• Required action
Search the listing for the word "because". Copy every line where it is found.

• Information supplied

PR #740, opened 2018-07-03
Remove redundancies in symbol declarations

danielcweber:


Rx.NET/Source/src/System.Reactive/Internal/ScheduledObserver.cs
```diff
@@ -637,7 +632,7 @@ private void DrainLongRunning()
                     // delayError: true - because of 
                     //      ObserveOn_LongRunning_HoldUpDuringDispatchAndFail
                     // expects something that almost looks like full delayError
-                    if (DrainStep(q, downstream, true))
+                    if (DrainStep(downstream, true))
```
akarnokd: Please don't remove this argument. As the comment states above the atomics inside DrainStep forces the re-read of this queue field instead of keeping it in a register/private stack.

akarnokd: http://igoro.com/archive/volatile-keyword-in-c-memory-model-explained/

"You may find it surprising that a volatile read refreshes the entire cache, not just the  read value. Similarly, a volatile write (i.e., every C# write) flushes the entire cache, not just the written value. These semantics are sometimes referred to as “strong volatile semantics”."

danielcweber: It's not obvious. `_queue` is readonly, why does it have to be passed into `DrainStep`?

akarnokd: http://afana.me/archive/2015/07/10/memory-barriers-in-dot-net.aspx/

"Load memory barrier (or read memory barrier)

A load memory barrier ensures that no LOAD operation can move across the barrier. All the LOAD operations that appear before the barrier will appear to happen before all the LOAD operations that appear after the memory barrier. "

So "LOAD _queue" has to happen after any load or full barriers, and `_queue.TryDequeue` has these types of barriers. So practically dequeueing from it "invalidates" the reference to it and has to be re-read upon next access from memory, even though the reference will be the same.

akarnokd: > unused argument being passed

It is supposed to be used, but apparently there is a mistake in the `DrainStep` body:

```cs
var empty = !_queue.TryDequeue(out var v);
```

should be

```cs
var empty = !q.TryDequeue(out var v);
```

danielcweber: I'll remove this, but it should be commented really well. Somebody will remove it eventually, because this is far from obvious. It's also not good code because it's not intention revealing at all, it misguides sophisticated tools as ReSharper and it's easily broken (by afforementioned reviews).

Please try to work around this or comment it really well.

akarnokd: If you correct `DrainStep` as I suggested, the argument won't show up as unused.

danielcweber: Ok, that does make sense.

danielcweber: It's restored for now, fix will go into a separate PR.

...

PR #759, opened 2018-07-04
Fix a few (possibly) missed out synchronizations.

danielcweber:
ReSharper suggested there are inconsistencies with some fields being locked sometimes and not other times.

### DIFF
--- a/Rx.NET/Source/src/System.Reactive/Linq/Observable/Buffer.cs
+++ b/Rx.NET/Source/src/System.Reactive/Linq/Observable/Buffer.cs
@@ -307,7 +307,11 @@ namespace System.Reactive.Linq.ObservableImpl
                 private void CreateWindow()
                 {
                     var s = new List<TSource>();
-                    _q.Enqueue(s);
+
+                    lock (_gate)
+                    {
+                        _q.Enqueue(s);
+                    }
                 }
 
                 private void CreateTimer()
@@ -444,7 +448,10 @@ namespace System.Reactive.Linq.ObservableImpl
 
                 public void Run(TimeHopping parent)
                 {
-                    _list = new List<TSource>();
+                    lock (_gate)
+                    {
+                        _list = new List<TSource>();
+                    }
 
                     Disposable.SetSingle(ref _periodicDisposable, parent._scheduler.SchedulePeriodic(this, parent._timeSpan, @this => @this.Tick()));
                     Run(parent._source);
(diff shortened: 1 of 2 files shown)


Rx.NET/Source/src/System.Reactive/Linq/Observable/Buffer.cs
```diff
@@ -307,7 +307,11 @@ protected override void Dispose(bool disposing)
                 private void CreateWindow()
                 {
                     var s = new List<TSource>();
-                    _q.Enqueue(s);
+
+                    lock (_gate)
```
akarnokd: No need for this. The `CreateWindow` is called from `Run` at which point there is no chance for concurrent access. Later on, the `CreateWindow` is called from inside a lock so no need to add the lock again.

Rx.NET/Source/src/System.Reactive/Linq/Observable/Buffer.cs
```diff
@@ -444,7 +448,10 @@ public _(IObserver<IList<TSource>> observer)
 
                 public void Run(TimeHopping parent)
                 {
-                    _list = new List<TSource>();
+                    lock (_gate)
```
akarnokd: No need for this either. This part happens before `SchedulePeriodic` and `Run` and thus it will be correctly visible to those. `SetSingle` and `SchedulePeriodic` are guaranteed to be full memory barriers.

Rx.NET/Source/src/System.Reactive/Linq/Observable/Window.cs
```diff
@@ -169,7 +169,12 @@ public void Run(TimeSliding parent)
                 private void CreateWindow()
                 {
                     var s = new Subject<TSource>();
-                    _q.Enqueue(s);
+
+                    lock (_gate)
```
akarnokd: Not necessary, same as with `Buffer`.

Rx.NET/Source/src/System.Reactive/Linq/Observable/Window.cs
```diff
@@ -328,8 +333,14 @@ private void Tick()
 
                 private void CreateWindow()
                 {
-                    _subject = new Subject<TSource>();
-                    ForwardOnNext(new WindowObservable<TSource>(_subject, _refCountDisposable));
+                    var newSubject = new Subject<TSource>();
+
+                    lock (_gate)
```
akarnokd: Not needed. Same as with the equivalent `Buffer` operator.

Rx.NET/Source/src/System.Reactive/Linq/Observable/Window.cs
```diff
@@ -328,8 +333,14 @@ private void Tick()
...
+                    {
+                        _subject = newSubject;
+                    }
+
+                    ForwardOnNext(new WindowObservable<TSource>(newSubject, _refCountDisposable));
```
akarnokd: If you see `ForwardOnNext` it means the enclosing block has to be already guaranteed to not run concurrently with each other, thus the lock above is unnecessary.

• Completed exercise
                     // delayError: true - because of 
danielcweber: I'll remove this, but it should be commented really well. Somebody will remove it eventually, because this is far from obvious. It's also not good code because it's not intention revealing at all, it misguides sophisticated tools as ReSharper and it's easily broken (by afforementioned reviews).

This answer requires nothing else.